MAKESHIFT balaclava. Check.
Gun and getaway driver. Check.
Covering a tattoo emblazoned on your arm with your name. Woops.
Gary Gilbee, 28, faces charges for his alleged involvement in a home invasion and robbery at Moffat Beach in July, 2009.
But girlfriend Stephanie Alexandra Wallis, the getaway driver, was sentenced to two years in jail with immediate parole at Maroochydore District Court yesterday.
Crown prosecutor Nicholas Hanly said Mr Gilbee and his friend Clayton Backman, 19, had “formed a plan to rob or roll someone for the purposes of obtaining money for drugs” while drinking.
He said Wallis, 20, drove the pair to a Queen Street home – where a father, son and two daughters were in their respective bedrooms – about 10.45pm.
Mr Hanly said one of the daughters and her boyfriend answered a knock at the door where they were allegedly confronted by Mr Gilbee wearing a t-shirt tied around his face with only his eyes showing and carrying a sawn-off shotgun.
He said he was saying, “where’s the money?” repeatedly.
Mr Hanly said the daughter recognised the intruder by a tattoo on his forearm and said, “Gary, I don’t know what you are talking about”.
He said Mr Gilbee allegedly replied, “Now that you know my name ... I’ll shoot you if you don’t keep your mouth shut”.
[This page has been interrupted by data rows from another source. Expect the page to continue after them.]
PR #823, opened 2020-11-09
feat: Add node table filter

ahochsteger:
This PR is a merged and improved version of #582 and #800 and adds the possibility to filter nodes by their column values.

Filtering can done by the following ways:
* Search for a sub-string
* Select from a list of values
* Set min/max number values
* Set min/max date values

**Screenshots:**

Icons have been added to activate the filter options and to indicate a filtered column:
image

Example of a substring and list selection filter:
image

Example of min/max number value filter:
image

Example of min/max date value filter:
image

### DIFF
--- a/src/components/nodes-table/filter-options.vue
+++ b/src/components/nodes-table/filter-options.vue
@@ -69,31 +69,33 @@
 export default {
   props: {
     value: {
-      type: Object,
+      type: Object
     },
     items: {
-      type: Array,
+      type: Array
     }
   },
   data () {
     return {
-      show: false,
+      show: false
     }
   },
   computed: {
     hasFilter () {
       return this.value !== undefined && this.value !== null &&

Mr Hanly said Mr Gilbee and Mr Backman then entered the room of the son who woke to see a person standing next to his bed.
He said Mr Gilbee allegedly punched him in the face and asked for money.
Mr Hanly said that victim also said, “Gazza, what are you doing?” because he recognised him.
He said the father entered the room with a baseball bat and the family fled.
Mr Hanly said the pair took cash, phone and jewellery which were mostly recovered.
He said Wallis, though initially denying her involvement, and Mr Backman confessed to police.
“She was the driver and waited in the car around the corner,” he said.
“She played a role in what can only be described as a very serious home invasion.
“Home invasions destroy the notion of safety in one’s home, and forever affect the ability of an individual’s right to enjoy their home surroundings without fear.”
Barrister David James said his client had since been diagnosed with ADHD and was responding well to medication.
He said she still had the support of her parents, who had warned her about associating with Mr Gilbee.
Judge John Robertson said the incident was “undoubtedly a terrifying and invasive offence” but noted “armed robbers had never been known for their high intelligence”.